Beta
ConceptsReading · ~3 min · 75 words deep

Embedding

A dense numerical vector (256 to 8192 dimensions) that captures the semantic meaning of text, images, or audio.

TL;DR

A dense numerical vector (256 to 8192 dimensions) that captures the semantic meaning of text, images, or audio.

Level 1

An embedding turns text into a fixed-size vector of numbers. Similar meanings produce nearby vectors · "dog" and "puppy" map to similar points, "dog" and "car" to distant points. Embeddings are the foundation of RAG, semantic search, clustering, and recommendations.

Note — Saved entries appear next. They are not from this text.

PR #122, opened 2023-05-23
EcotoneLite is not able to run console command from configured messaging system

jlabedo:
While working on #121, I had a look at how EcotoneLite was handling circular reference and it seems broken: the `StubConfiguredMessagingSystem` is injected while building the messaging system to protect against circular reference, but it fails (as expected by the stub)

- [X] Add a failing test
- [x] Replace `StubConfiguredMessagingSystem` by `LazyConfiguredMessagingSystem`


packages/Symfony/DepedencyInjection/Compiler/EcotoneCompilerPass.php
```diff
@@ -111,10 +112,13 @@ public function process(ContainerBuilder $container)
...
         $definition = new Definition();
-        $definition->setClass(SymfonyReferenceSearchService::class);
+        $definition->setClass(PsrContainerReferenceSearchService::class);
         $definition->setPublic(true);
         $definition->addArgument(new Reference('service_container'));
-        $container->setDefinition('symfonyReferenceSearchService', $definition);
+        $container->setDefinition(ReferenceSearchService::class, $definition);
+
+        // TODO: Remove this alias used for backward compatibility ?
+        $container->setAlias('symfonyReferenceSearchService', ReferenceSearchService::class)->setPublic(true);
```
dgafka, line 121: Yes, we can remove this, it was only used in [Ecotone Symfony Bundle](https://github.com/ecotoneframework/ecotone-dev/pull/122/files#diff-7c887f66a9090fd68e66da41234a4dc2581c826ebc0bd95e50418678608b40b7L70)

packages/Ecotone/src/Lite/PsrContainerReferenceSearchService.php
```diff
@@ -51,4 +59,14 @@ public function has(string $referenceName): bool
 
         return true;
     }
+
+    public function setConfiguredMessagingSystem(ConfiguredMessagingSystem $configuredMessagingSystem): void
```
dgafka, line 63: I really like this solution. It pushes handling this back to the Ecotone instead of trying to handle it on Symfony/laravel and Lite layers :)

jlabedo: Happy you like it, I can push it forwards by moving the call to this function in the messaging system build phase instead of calling it in Lite/Symfony/Laravel

dgafka: Ye, sure :)

aidan-casey:
@dgafka - It looks like this PR is causing Laravel applications to break in a big way. Laravel's container returns `false` to the `has` method if a concrete implementation is not specifically bound. Laravel will still attempt to auto-wire the class when the `get` method is used from dependencies in the container though.

This means that instances like the following:

```php
final class OrganizationService
{
    public function __construct(private readonly OrganizationRepository $repository)
    {}

    #[CommandHandler]
    public function create(CreateOrganizationCommand $command): void
    {
        // 
    }
}
```

No longer work because the command bus is trying to load the service class using the container, but failing the `has` check and throwing a `ReferenceNotFoundException`.

dgafka:
Hey @aidan-casey,
Can you provide PR with failing test case for that in Laravel module?

PR #123, opened 2023-05-26
perf(Ecotone): avoid unnecessary work on boot when cache is available

jlabedo:
Early return if cached configuration is available.

The impact of this PR can be huge on large codebase, as it avoids loading the attributes from catalog when cache is available.

Example with `package/Ecotone/src` as a catalog I got these results for boostraping Ecotone:
```
    before.........................I4 - Mo163.687ms (±4.31%)
    after..........................I4 - Mo14.700ms (±2.71%)
```

Now booting Ecotone from cache will be stable (14ms in my case) whatever the size of codebase.


tworzenieweb (approved):
I applied exactly the same measures. Looking good

dgafka (approved):

dgafka:
This is amazing finding :)

Thank you @tworzenieweb and @jlabedo :)

dgafka:
@jlabedo I wonder if you could add such time benchmarks as part of Ecotone's CI process, so we can measure optimization of given PR?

Production embedding models: text-embedding-3-large (OpenAI), Voyage 3, Cohere embed, NV-Embed (NVIDIA).

Level 2

Modern embedding models are trained with contrastive learning: pairs of semantically related text (e.g., query and relevant doc) are pulled close in embedding space while random pairs are pushed apart. Dimensions range from 256 (fast) to 8192 (highest quality). Cosine similarity is the dominant distance metric. Good embedding models hit 70%+ MTEB leaderboard scores. Costs: $0.05-0.20/M tokens on the major APIs. Embedding a large corpus is a one-time cost; serving queries is fast and cheap.

Level 3

Training objective: contrastive NT-Xent loss or InfoNCE. Hard negative mining (sampling confusingly-similar negatives) improves retrieval quality. Dimensionality trade-offs: 1536D gives strong retrieval on MTEB but 8GB per million items in memory. Matryoshka embeddings (truncate to shorter dims at query time) give flexibility. Domain adaptation via in-domain fine-tuning improves retrieval 10-30% on specialized corpora. Evaluated with MTEB (Massive Text Embedding Benchmark) across 56 tasks. Top 2026: NV-Embed-v2 (73.7), Voyage-3 (~73), text-embedding-3-large (~70).

The takeaway for you
If you are a
Researcher
  • ·Contrastive learning with hard negatives
  • ·MTEB is the canonical benchmark · 56 task suite
  • ·Matryoshka embeddings enable dimensionality flexibility
If you are a
Builder
  • ·Use OpenAI text-embedding-3-large or Voyage 3 for most RAG
  • ·Rerank top-20 retrieved results with a cross-encoder for quality
  • ·Domain fine-tuning pays off for specialized corpora
If you are a
Investor
  • ·Embedding infra is commoditizing · pricing dropped 10× since 2023
  • ·Vector DB market consolidating · pgvector + MongoDB Atlas winning
  • ·Rerankers and hybrid search are the new premium tier
If you are a
Curious · Normie
  • ·Turns words into numbers so computers can find similar meanings
  • ·Why AI can understand "cheap phone" and match you to iPhone-SE
  • ·The foundation of AI search
Gecko's take

Embeddings are commodity infrastructure in 2026. Pick any top-5 provider and move on · the real moat is retrieval quality and reranking.

NV-Embed-v2 and Voyage-3 lead MTEB. OpenAI text-embedding-3-large is the default production choice for most teams.